— Problem to solve —
Print every line of the data word for word.

Data excerpts

PR #1956, opened 2018-01-09
Provide correct timestamp to browser notifications

xPaw:
Tried new style notifications in Chrome, and they were showing up as 48 years old.

This is a problem unique to 2.7 because before that timestamp was not set.

### DIFF
--- a/client/js/socket-events/msg.js
+++ b/client/js/socket-events/msg.js
@@ -149,13 +149,15 @@ function notifyMessage(targetId, channel, msg) {
 					body = cleanIrcMessage(msg.text);
 				}
 
+				const timestamp = Date.parse(msg.time);
+
 				try {
 					if (webpush.hasServiceWorker) {
 						navigator.serviceWorker.ready.then((registration) => {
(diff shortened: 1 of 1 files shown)


client/js/socket-events/msg.js
```diff
@@ -166,7 +168,7 @@ function notifyMessage(targetId, channel, msg) {
 							badge: "img/logo-64.png",
 							icon: "img/touch-icon-192x192.png",
 							body: body,
-							timestamp: msg.time,
+							timestamp: timestamp,
```
YaManicKill: So we want to explicitly format this rather than jsut relying on the toString?

xPaw: `msg.time` is a string, not `Date`.

YaManicKill: Sure, but you've turned it into a date.

xPaw: `Date.parse` returns int.

YaManicKill: Oh. Duh.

— Written reply —
PR #1956, opened 2018-01-09
Provide correct timestamp to browser notifications

xPaw:
Tried new style notifications in Chrome, and they were showing up as 48 years old.

This is a problem unique to 2.7 because before that timestamp was not set.

### DIFF
--- a/client/js/socket-events/msg.js
+++ b/client/js/socket-events/msg.js
@@ -149,13 +149,15 @@ function notifyMessage(targetId, channel, msg) {
 					body = cleanIrcMessage(msg.text);
 				}
 
+				const timestamp = Date.parse(msg.time);
+
 				try {
 					if (webpush.hasServiceWorker) {
 						navigator.serviceWorker.ready.then((registration) => {
(diff shortened: 1 of 1 files shown)


client/js/socket-events/msg.js
```diff
@@ -166,7 +168,7 @@ function notifyMessage(targetId, channel, msg) {
 							badge: "img/logo-64.png",
 							icon: "img/touch-icon-192x192.png",
 							body: body,
-							timestamp: msg.time,
+							timestamp: timestamp,
```
YaManicKill: So we want to explicitly format this rather than jsut relying on the toString?

xPaw: `msg.time` is a string, not `Date`.

YaManicKill: Sure, but you've turned it into a date.

xPaw: `Date.parse` returns int.

YaManicKill: Oh. Duh.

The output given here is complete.